From my limited perspective, very little has happened since then that is not just more BERTology—that is, exploiting BERT and similar models. The only alternative on the horizon, in the last 4 years now, are pre-trained large language models without the encoder component, of which the best known are the GPT family (now up to GPT-3). These models do one thing well: they take a text prompt and produce more text that seeminly responds to the prompt. However, whereas BERT and family are free to reuse, GPT-3’s parameters and software are both closed source and can only be accessed at scale by paying a licensing fee to Microsoft. That itself is a substantial regression compared to BERT. More importantly, though, the GPT family are far less expressive tools than BERT, since they don’t really support fine-tuning. (More precisely, I don’t see any difficult technical barriers to fine-tuning GPT-style models; it’s just not supported.) Thus they can be only really used for one thing: zero-shot text generation tasks, in which the task is “explained” to the model in the input prompt, and the output is also textual. Were it possible to simply write out, in plain English, what you want, and then get the output in a sensible text format, this of course would be revolutionary, but that’s not the case. Rather, GPT has spawned a cottage industry of prompt engineering. A prompt engineer, roughly, is someone who specializes in crafting prompts. It is of course impressive that this can be done at all, but just because an orangutan can be taught to make an adequate omelette doesn’t mean I am going to pay one to make breakfast. I simply don’t see how any of this represents an improvement over the BERT ecosystem, which at least has an easy-to-use free and open-source ecosystem. And as you might expect, GPT’s zero-shot approach is quite often much worse than what one would obtain using the light supervision of the BERT-style fine-tuning approach.

The next toolkit 2: electric boogaloo

I just got back from the excellent Workshop on Model Theoretic Representations in Phonology. While I am not exactly a member of the “Delaware school”, i.e., the model-theoretic phonology (MTP) crowd, I am a big fan. In my talk, I contrasted the model-theoretic approach to an approach I called the black box approach, using neural networks and program synthesis solvers as examples of the latter. I likened the two styles to neat vs. scruffy, better is better vs. worse is better, rationalists vs. empiricists, and cowboys vs. aliens.

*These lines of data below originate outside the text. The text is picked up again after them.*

PR #4124, opened 2022-07-03
Issue #5669: Properly indicate the "required" status

### LINKED ISSUE #5669: [A11Y] Properly indicate the "required" status of a form input
## Description of the bug

Currently Backdrop indicates required status of a form item:

- By an asterisk
- By a css class to style things
- By a title attribute on the asterisk

However, that's insufficient re web accessibility, when it comes to WCAG.

A `*` on its own means nothing, "title" attributes won't get read aloud by screen readers (at least in their default setting). EDIT wait, it's an `abbr` tag, so it would get read, but in an odd and distracting way.

What we need instead:

- Add a "required" html attribute to the input, select and textfield input, so assistive technologies can pick up that info
- For screen readers get rid of the "asterisk only" indicator display, provide actual text instead

## Additional information

- https://www.w3.org/WAI/GL/WCAG20/WD-WCAG20-TECHS/H90.html
- https://developer.mozilla.org/en-US/docs/Web/HTML/Attributes/required
- https://stackoverflow.com/questions/45776312/how-do-screen-readers-read-abbr-tags

Affected functions: _form_set_class(), theme_form_required_marker().

See also: https://www.w3.org/WAI/WCAG21/quickref/?showtechniques=413#input-assistance

indigoxela:
Fixes https://github.com/backdrop/backdrop-issues/issues/5669

### DIFF
--- a/core/modules/simpletest/tests/form.test
+++ b/core/modules/simpletest/tests/form.test
@@ -66,7 +66,7 @@ class FormsTestCase extends BackdropWebTestCase {
     $elements['file']['empty_values'] = $empty_strings;
 
     // Regular expression to find the expected marker on required elements.
-    $required_marker_preg = '@<label.*<abbr class="form-required" title="This field is required\.">\*</abbr></label>@';
+    $required_marker_preg = '@<label.*<abbr class="form-required" title="This field is required\." aria-hidden="true">\*</abbr>.*</label>@';
 
     // Go through all the elements and all the empty values for them.
     foreach ($elements as $type => $data) {
--- a/core/includes/form.inc
+++ b/core/includes/form.inc
@@ -2822,6 +2822,9 @@ function form_process_select($element) {
 function theme_select($variables) {
   $element = $variables['element'];
   element_set_attributes($element, array('id', 'name', 'size'));
+  if ($element['#required']) {
+    $element['#attributes']['required'] = 'required';
+  }
   _form_set_class($element, array('form-select'));
 
   return '<select' . backdrop_attributes($element['#attributes']) . '>' . form_select_options($element) . '</select>';
@@ -3003,6 +3006,9 @@ function theme_radio($variables) {
 
   if (isset($element['#return_value']) && $element['#value'] !== FALSE && $element['#value'] == $element['#return_value']) {
     $element['#attributes']['checked'] = 'checked';
+  }
+  if ($element['#required']) {
+    $element['#attributes']['required'] = 'required';
   }
   _form_set_class($element, array('form-radio'));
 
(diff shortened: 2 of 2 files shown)


yorkshire-pudding:
@indigoxela - is it documented somewhere the correct/official form of the required HTML attribute?
The `required="required"` used appears [here](https://developer.mozilla.org/en-US/docs/Web/HTML/Attributes/required)

However [this site](https://www.w3schools.com/tags/att_required.asp) and [this site](https://www.geeksforgeeks.org/html-input-required-attribute/) simply have `required`.

I think both work, but not sure if one version is more accepted than another.  This [stackoverflow discussion](https://stackoverflow.com/questions/18770369/how-to-set-html5-required-attribute-in-javascript) suggests that `required="true"` may be valid, which from a code readability perspective may be clearer.

indigoxela:
> @indigoxela - is it documented somewhere the correct/official form of the required HTML attribute? The `required="required"` used appears [here](https://developer.mozilla.org/en-US/docs/Web/HTML/Attributes/required)


@yorkshire-pudding I'm relying on this info: https://developer.mozilla.org/en-US/docs/Web/HTML/Attributes/required. I'm aware of discussions re simpler or more readable forms.

yorkshire-pudding:
I think this is functionally great.  I personally think `required="true"` is clearer for someone looking at the code and would prefer that, but I wouldn't let it stand in the way of an otherwise great addition to accessibility

indigoxela:
Hello random buddy "ddd_installer_test".

indigoxela:
And now hello to "Unable to find the wrapper "public"" :roll_eyes:

core/modules/simpletest/tests/form.test
```diff
@@ -66,7 +66,7 @@ class FormsTestCase extends BackdropWebTestCase {
     $elements['file']['empty_values'] = $empty_strings;
 
     // Regular expression to find the expected marker on required elements.
-    $required_marker_preg = '@<label.*<abbr class="form-required" title="This field is required\.">\*</abbr></label>@';
+    $required_marker_preg = '@<label.*<abbr class="form-required" title="This field is required\." aria-hidden="true">\*</abbr>.*</label>@';
```
klonos, line 69: Should we make this more explicit, by also adding the newly-introduced `<span>` to the regex?:

```suggestion
    $required_marker_preg = '@<label.*<abbr class="form-required" title="This field is required\." aria-hidden="true">\*</abbr><span class="element-invisible">.*</span></label>@';
```

indigoxela: Sure, let's try that.

yorkshire-pudding:
I've reviewed this again and it all looks good.  

The addition to regex in the test looks good.

indigoxela:
@yorkshire-pudding many thanks for reviving. It was time for a rebase, as the Tugboat sandbox has expired.

yorkshire-pudding:
I see phpcs strikes again.  As none of these apply to the changes, I don't think this should block.  Also the 5.6 test failure seems unrelated to the change.  I've tested this updated PR an all looks good.

indigoxela:
Closing  because of side effects of this approach.

PR #4128, opened 2022-07-07
Issue #5677: Allows themes to add JS files to footer.

### LINKED ISSUE #5677: [DX] Allow theme JavaScript to specify header/footer scope.
## Description of the need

One lesson I drew from this comparison is the need for MTPists to develop high-quality software—the next toolkit 2. I didn’t say much during my talk about what I imagine this to be like, so I thought I’d leave my thoughts here. Several people—Alëna Aksënova, Hossep Dolatian, and Dakotah Lambert, for example—have developed interesting MTP-oriented libraries. While I do not want to give short schrift to their work, I think there are two useful models for the the next next toolkit: (my own) Pynini and PyTorch. Here is what I see as the key features:

  1. They are ordinary Python on the front-end. Of course, both have a C++ back-end, and PyTorch has a rarely used C++  API, but that’s purely a matter of performance; both have been slowly moving Python code into the C++ layer over the course of their development.The fact of the matter is that in 2022, just about anyone who can code at all can do so in Python.
  2. While both are devilishly complex, their design follows the principle of least suprise; there is only a bit of what Pythonistas call exhuberant syntax (Pynini’s use of the @ operator, PyTorch’s use of _ to denote in-place methods).
  3. They have extensive documentation (both in-module and up to book length).
  4. They have extensive test suites.
  5. They are properly packaged and can be installed via PyPi (i.e., via pip) or Conda-Forge (via conda).
  6. They have corporate backing.

I understand that many in the MTP community are naturally—constitutionally, even—drawn to functional languages and literate programming. I think this should not be the initial focus. It should be ease of use, and for that it is hard to beat ordinary Python in 2022. Jupyter/Colab support is a great idea, though, and might satisfy the literate programming itch too.